_Aim of the exercise_:
Look at every line below and count those containing "gluten". Answer with the number only.

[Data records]
PR #9472, opened 2025-04-30
[VL] Support decimal as double in gluten-it

jinchengchenghh:
Cudf does not supports decimal type because cudf table decimal lost the `precision` information, so convert to double to test.

### DIFF
--- a/tools/gluten-it/common/src/main/java/org/apache/gluten/integration/BaseMixin.java
+++ b/tools/gluten-it/common/src/main/java/org/apache/gluten/integration/BaseMixin.java
@@ -80,6 +80,9 @@ public class BaseMixin {
   @CommandLine.Option(names = {"--scan-partitions"}, description = "Scan partition number. This is an approximate value, so the actual scan partition number might vary around this value. -1 for letting Spark choose an appropriate number.", defaultValue = "-1")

_Task response_:
3